Blogging Bayport Alameda

August 28, 2019

Historic cookie cutter

Filed under: Alameda — Lauren Do @ 6:08 am

I was reading this article about how Amazon might be the future of the tiny home movement (and maybe the accessory dwelling unit movement if we ever get approvals for an “off the rack” type of ADU).  The article mentioned how buying a house from a retailer was huge back in the day.  From City Lab:

Novel as it may seem today, the mail-order house—tiny or otherwise—has a solid pedigree in North America. Beginning in 1908, after establishing an empire in the mail-order catalog business not unlike Amazon’s contemporary domination of online retail, Sears introduced the Sears Modern Home catalog, selling everything from modest bungalows to proto-McMansions.

Early models ranged from roughly $20,000 to $70,000 in 2019 dollars; then as now, buyers brought the land and labor. Combining amateur homebuilders with budget materials might seem like a recipe for shoddy quality, but more than a few Sears houses have ended up on the National Register of Historic Places. According to one estimate, over 70 percent are still standing. One D.C. model, purchased in 1925 for $3,727, recently sold for over $1 million. In all, Sears sold 75,000 homes. The kits provided a low-cost path to homeownership at a time when cities were booming and housing costs were rising.

I mean, these really were the first sets of cookie cutter homes that offend the personal aesthetics of so many Alamedans and beyond.

I wonder how many cherished “historic” bungalows and cottages  in Alameda were birthed from a Sears catalog.

I’m not really good at identifying architecture, but I swear I recognize some of these houses in Alameda.  Anyone?

10 Comments »

  1. If building an ADU or ordering a “tiny house” was financially feasible, more landowners would do it. You will incur costs for construction, permits and increased insurance, and may have to provide land for parking. Your property will be reassessed, and the rental income will be limited by the City of Alameda, and rent increases capped per the orders of the council. The legal headaches from having someone living in your backyard, besides possible eviction proceedings if rent isn’t paid, also may include having to ”pay them to move out” not at the rental you charge, but at market value. In the end the market dictates the answer. No thanks.

    Comment by Nowyouknow — August 28, 2019 @ 9:32 am

    • How does the city cap rent increases on ADUs? Has the city been trying to condition permits on accepting caps? Assuming it is new construction, isn’t there a general exemption from rent regs under Costa Hawkins?

      Where’s the risk?

      Comment by MP — August 28, 2019 @ 10:37 am

      • I *think* new eviction law requires relo ransom even on SFH. Please correct me if I’m wrong.

        Comment by dave — August 28, 2019 @ 11:16 am

        • yes, relocation assistance is required in “no fault” (owner move in, etc.) evictions, including in SFR units, though even in “fault” evictions (for cause), monetary settlements with tenants are not uncommon.

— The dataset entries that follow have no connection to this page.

PR #56, opened 2026-01-25
chore: redirect chat.npmx.dev

patak-cat:
@danielroe I think this should work, but maybe you want to configure in another way.


danielroe:
it worked!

          under consideration is a change to the ordinance that would require relocation asst. to be paid where the tenant is unable to afford an (otherwise permissible, I suppose) rent increase. maybe the trigger for that would be an increase over a certain percentage. assuming rent increases are already capped generally, it would be something that would apply only to SFR or other units otherwise not subject to controls on rent increases (b/c Costa Hawkins). maybe it would apply also to regulated units were an application to go above max increase has been granted by the city (say in order to allow a constitutionally minimum reasonable rate of return in the particular case).

          I don’t know if requiring relocation asst. payments in either scenario has been tried out elsewhere or if it would be consistent with state law. Would seem likely to draw a legal challenge, whereas thus far there have not been concerning Alameda’s ordinance.

          Comment by MP — August 28, 2019 @ 3:48 pm

    • I presume one would be required to accept section 8.

      Comment by Ed Hirshberg — August 28, 2019 @ 12:11 pm

    • Do you people have your own bathrooms, or do you just come here to shit on everything?

      Comment by Rod — August 28, 2019 @ 1:31 pm

      • Give it up, shit for brains.

        Comment by Jack — August 28, 2019 @ 5:31 pm

        • Like Beetlejuice, mention shitposters and one will appear.

          Comment by Rod — August 29, 2019 @ 6:30 am

  2. searshomes.org is a blog with detail about these homes and how to identify them.

    Comment by MMcG — August 28, 2019 @ 9:42 am

  3. I showed a home in Oakland that was a Sears home. The listing did not identify it as such. But at some moment it dawned on me that it might be a Sears home. I started snooping around and found the tag. It was pretty fun.